I gained a couple-few pounds after I discovered I could order pizza online.
'Unleashed'
Natter 70: Hookers and Blow
Off-topic discussion. Wanna talk about corsets, duct tape, or physics? This is the place. Detailed discussion of any current-season TV must be whitefonted.
just with that weighty knowledge, right?
Lee, if you're in Reno now, you should go take a picture of the Victorian hearse for Jilli! It's in the back room at the furniture/books/parasols/miscellaneous oddities store at 701 East 4th Street. And on the way there keep your eyes peeled for the distillery/bar and the retail consignment store with a giant picture window full of mannequin heads.
You are kind of assuming I am leaving the hotel.
I am kind of not.
No car, and this is where the spa is.
Well, phoo. I've got this whole list of places it would be excellent for Buffistas to hit up for a thrifting/weird-barhopping/bookstore orgy rampage. I suppose this just means you'll have to MAKE ANOTHER TRIP sometime. Can you stand to?
I would be willing to try! Maybe not in summer though. It"s freaking hot out there.
annoying co-worker got reprimanded for something, stormed out of the building crying, and is now sniffling at her desk.

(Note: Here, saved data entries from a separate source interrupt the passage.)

PR #7205, opened 2023-12-21
Use an `EmailAddress` newtype

etorreborre:
This PR introduce an `EmailAddress` newtype in order to:

 - make sure we don't pass a string with another meaning (project id, user id etc....) to an email address field
 - enforce the same case-insensitive comparison for email addresses (this is especially important since we currently use email addresses as identifiers)
 - parse email addresses in the Portals application (when sharing a service) with the same logic as the logic used in the Controller. This makes sure that the email address will not be silently rejected 

Note: I started by using the `email_address` crate but eventually removed that dependency in favor of doing a regex validation that is similar to the one we do on the controller.


implementations/rust/ockam/ockam_api/src/cloud/email_address.rs
```diff
@@ -0,0 +1,210 @@
...
+}
+
+/// Lowercase comparison for email addresses
+impl PartialEq for EmailAddress {
+    fn eq(&self, other: &Self) -> bool {
+        self.0.to_lowercase() == other.0.to_lowercase()
+    }
+}
+
+impl Default for EmailAddress {
```
SanjoDeundiak: Is it useful? I would remove it. Not an obvious implementation

implementations/rust/ockam/ockam_api/src/cloud/email_address.rs
```diff
@@ -0,0 +1,210 @@
...
+    fn default() -> Self {
+        EmailAddress("test@ockam.io".to_string())
+    }
+}
+
+impl Display for EmailAddress {
+    fn fmt(&self, f: &mut std::fmt::Formatter<'_>) -> std::fmt::Result {
+        write!(f, "{}", self.0.clone())
```
SanjoDeundiak: I'm surprised you need to clone

implementations/rust/ockam/ockam_api/src/cloud/email_address.rs
```diff
@@ -0,0 +1,210 @@
...
+                    "x@example.com",
+                    "long.email-address-with-hyphens@and.subdomains.example.com",
+                    "user.name+tag+sorting@example.com",
+                    "name/surname@example.com",
+                    "admin@example",
+                    "example@s.example",
+                    "mailhost!username@example.org",
+                    "user%example.com@example.org",
+                    "user-@example.org",
+                    // "\" \"@example.org",
```
SanjoDeundiak, line 156: Did you intentionally leave this?

SanjoDeundiak (dismissed):

implementations/rust/ockam/ockam_api/src/cloud/email_address.rs
etorreborre: It is required because another struct is using `EmailAddress` and deriving `Default`.

implementations/rust/ockam/ockam_api/src/cloud/email_address.rs
etorreborre: You're right, I removed it.

implementations/rust/ockam/ockam_api/src/cloud/email_address.rs
etorreborre: Yes, I explain this in the comment [here](https://github.com/build-trust/ockam/pull/7205/files/7309b9834914ff3cd210f279f076040eb560abc2#diff-c85e5db2e533f3560c0ea50cb110aeb59ba0ac50b08e8e134347264d66c255e3R142). I'm going to bring that comment closer.

implementations/rust/ockam/ockam_api/src/cloud/email_address.rs
SanjoDeundiak: Which one? Maybe it should not?

etorreborre: This is done for `UserInfo` but I did not realize that it was only done for tests. So I also added a `cfg(test)` attribute there and maybe we will do a refactoring for tests to remove those default instances (I'd rather have arbitraries for tests).

etorreborre: Ok, I was wrong. None of this is necessary.

SanjoDeundiak (approved):

PR #7219, opened 2023-12-22
fix(rust): call the right function when enrolling with okta

etorreborre:
This PR fixes

 - [an incorrect function call](https://github.com/build-trust/ockam/pull/7219/files#diff-5fd702823db300c905c424872daadede22639f8c2bff15f22ba4b53570f6f4f1R115) when enrolling with Okta
 - a duplication of rows in the `okta_config` table

It also adds some logging to help diagnose issues when checking a token


etorreborre:
This has been fixed in another PR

Please people, if you are miserable where you work, please try to find another job. No good comes from staying miserable where you feel unwanted.
I just like the concept of the pizza-ordering refrigerator magnet. All win!
I feel like they never help with weird things like this and that sometimes their guess is as good as mine about what is going on!
When it come to rashes and other skin things, that's often true. And I'm pro going to doctors, but not for things I can usually treat myself.
Which reminds me, I have a freckle on my forehead that looks suspicious. I should call the dermatologist. grumble.
Which reminds me, I have a freckle on my forehead that looks suspicious.
I've been watching new moles appear pretty regularly, and it's beginning to make me nervous.